# North Shore Rack



## Jared5755 (Aug 10, 2006)

Anyone have one? Is it worth the price?

I'm curious how secure it holds the bikes seeing that the bottom wheel is just held by what looks to be a small cord.

Has anyone found a bike that won't fit (mountain bike that is)?

http://www.northshoreracks.com/


----------



## yakmastermax (Jan 11, 2009)

My freinds and the guys i ride with use a 4 bike NS rack.

We all love it and call it the gucci rack because no one else at the park has one.

it works perfect; its darn stout and sturdy.

Quite heavy, but thats where the strength comes from.
pull the cord tight and you're fine. The majority of the rack's "holding" comes from the 4 prongs that go around the headtube and the fork crown. These are what keep the bike secure for the most part and they work good.

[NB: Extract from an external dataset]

PR #232, opened 2020-09-14
HUB-697: Update truststores and fix connector node metadata URL

Wynndow:
This PR adds the new G3 CAs from the [Verify pki certs repo](https://github.com/alphagov/verify-pki-certs) to the production and test truststores. It also adds the new generation of [dev-pki certificates](https://github.com/alphagov/verify-dev-pki) to the test truststores.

wide bars arn't a problem but wide pedals can somtimes cause issue, nothing that a little readjustment doesn't ever fix. if you have custom fork stanchion bumbers those can somtimes get in the way of fitting crown and headtube between the prongs.

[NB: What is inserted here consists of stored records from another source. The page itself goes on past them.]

PR #238, opened 2021-01-19
HUB-774 Update Dockerfile to use GHCR

j-maynard:
Update the Dockerfile to use images from GitHub container registry rather than having them come from DockerHub.

### DIFF
--- a/Dockerfile.internal
+++ b/Dockerfile.internal
@@ -1,4 +1,4 @@
-FROM gradle:6.7.0-jdk11 as build
+FROM ghcr.io/alphagov/verify/gradle:gradle-jdk11 as build
 ARG VERIFY_USE_PUBLIC_BINARIES=false
 WORKDIR /verify-service-provider
 USER root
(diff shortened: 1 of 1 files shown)


instantiator (approved):

idrop (approved):

Dockerfile.internal
```diff
@@ -1,4 +1,4 @@
-FROM gradle:6.7.0-jdk11 as build
+FROM ghcr.io/alphagov/verify/gradle:gradle-jdk11 as build
```
galund, line 1: Shouldn't we still be specifying the gradle version here? If we want to upgrade, we need a managed way to do that, without breaking everything at once?

CharlesIC: We'd have to change the way we vendor libraries to include a version tag in the vendored images. At the moment, we don't even specify which version of gradle to pull from dockerhub, we just use the tag `jdk11`

https://github.com/alphagov/verify-terraform/blob/e1029473ed20816ad20faa34da4b2f0ed4fe825f/environments/tools/platform/files/pipelines/vendor.yml#L268-L281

other than that, great rack.


----------



## zzsean (Nov 3, 2004)

Jared5755 said:


> Anyone have one? Is it worth the price?
> 
> I'm curious how secure it holds the bikes seeing that the bottom wheel is just held by what looks to be a small cord.
> 
> ...


I have one. They are very much worth the price. They are super secure, the cord just holds the bike in while all the weight and security is on the fork crown up higher. I have a NSR-4 that I use for weekend trips and shuttling. It takes big bikes, trail bikes and Dirt Jumpers all without problem.

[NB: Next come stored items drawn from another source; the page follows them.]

PR #239, opened 2021-02-10
EID-2087 Remove eIDAS code and config from the VSP

idrop:
Remove processing of assertions received from EU Member States.

The configuration parameter `europeanIdentity`, if present, and child elements must be removed by services in order for the VSP to start.


RELEASE_NOTES.md
```diff
@@ -1,9 +1,9 @@
 Release notes
 =============
 
-### Next
-* Fixes an issue with trust anchors for eIDAS metadata resolvers not being updated when they changed at source. The VSP
-  will now update them without requiring a restart.
```
galund, line 6: Arguably this is a backwards-incompatible change so we should be giving it a new major version number? (Otherwise we could perhaps just make it ignore the `europeanIdentity` config?) Not that this really matters much. Bravo :clap:

RELEASE_NOTES.md
```diff
@@ -1,9 +1,9 @@
 Release notes
 =============
 
-### Next
```
galund, line 4: Oh, and you should leave the existing release notes in place, and the heading "next". Then you do a separate PR to release the lot, if I remember correctly.

galund (changes requested):

RELEASE_NOTES.md
Wynndow: Wot George said ^

RELEASE_NOTES.md
Wynndow: I agree, should be v3.0.0. But you set that when doing the release.

build.gradle
```diff
@@ -31,7 +31,7 @@ repositories {
 }
 
 project.ext {
-    version_number = '2.2.0'
+    version_number = '2.3.0'
```
Wynndow, line 34: I think the release scripts set this for you.

build.gradle
```diff
@@ -158,8 +158,6 @@ distributions {
                 [
                     'configuration/vsp-with-matching.yml',
                     'configuration/vsp-with-matching-custom.yml',
-                    'configuration/vsp-no-eidas.yml',
```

There are two issues worth noting:
1. Lighter bikes can sometimes bump out of the top on really bumpy roads. (I drive around various roads on Moab a lot getting to trail heads and I drive them too fast at times in my FJ  ) It is easily fixed by using a strap of bungy cord in those situations.
2. Over time your fork crown can get wear marks. I have had my NSR-4 for about 2 years and the crown on a Boxxer that has been used constantly during that time has significant wear marks. My Fox40 crown is showing similar wear (but much less as it has only been riding in the rack for the past 6 months). I shuttle a lot on dirt roads (30 days of DH between new years and Memorial Day).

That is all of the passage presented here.